Как реализовать отсев в глубоких нейронных сетях?

● Как правило, используйте небольшое значение выпадения нейронов, составляющее 20% -50%, при этом 20% представляют собой отличную отправную точку. Слишком низкая вероятность оказывает незначительное влияние и стоит слишком высоких результатов при недостаточном обучении системой.

● Вероятно, вы обнаружите признаки улучшения, когда в более крупной сети используется отсев, что даст модели больше шансов изучить бесплатные изображения.

● Используйте отсев при приближении (очевидном) так же, как и скрытые отряды. Использование отсева на каждом уровне системы продемонстрировало отличные результаты.

использованная литература

● Шривастава Н., Хинтон Г., Крижевский А., Суцкевер И. и Салахутдинов Р., 2014. Отсев: простой способ предотвратить переобучение нейронных сетей. Журнал исследований машинного обучения, 15 (1), стр. 1929–1958.

● Хинтон, Г.Е., Шривастава, Н., Крижевский, А., Суцкевер, И. и Салахутдинов, Р.Р., 2012. Улучшение нейронных сетей путем предотвращения совместной адаптации детекторов признаков. Препринт arXiv arXiv: 1207.0580.
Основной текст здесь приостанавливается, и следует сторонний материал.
PR #2038, opened 2026-07-28
Apparatus Soundscapes

DESTROYGIRL:
Soundscapes for https://github.com/NeotokyoRebuild/neoAssets/pull/126

### DIFF
--- a/game/neo/scripts/soundscapes_ntre_apparatus_dm.txt
+++ b/game/neo/scripts/soundscapes_ntre_apparatus_dm.txt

● Вейджер, С., Ван, С. и Лян, П.С., 2013. Обучение выбыванию как адаптивная регуляризация. В достижениях в системах обработки нейронной информации (стр. 351–359).

● Сривастава, Н., 2013. Улучшение нейронных сетей с отсевами. Университет Торонто, 182 (566), стр.7.

● Kingma, D.P., Salimans, T., and Welling, M., 2015. Вариационный отсев и трюк с локальной репараметризацией. В достижениях в системах обработки нейронной информации (стр. 2575–2583).

● Ба, Дж., И Фрей, Б., 2013. Адаптивный отсев для обучения глубоких нейронных сетей. В достижениях в системах обработки нейронной информации (стр. 3084–3092).

А теперь поделитесь своими мыслями в Twitter, Linkedin и Github !!

Согласны или не согласны с идеями и примерами Саурава Сингла? Хотите рассказать нам свою историю?

Твитните @ SauravSingla_08, комментарий Saurav_Singla и звезду SauravSingla прямо сейчас!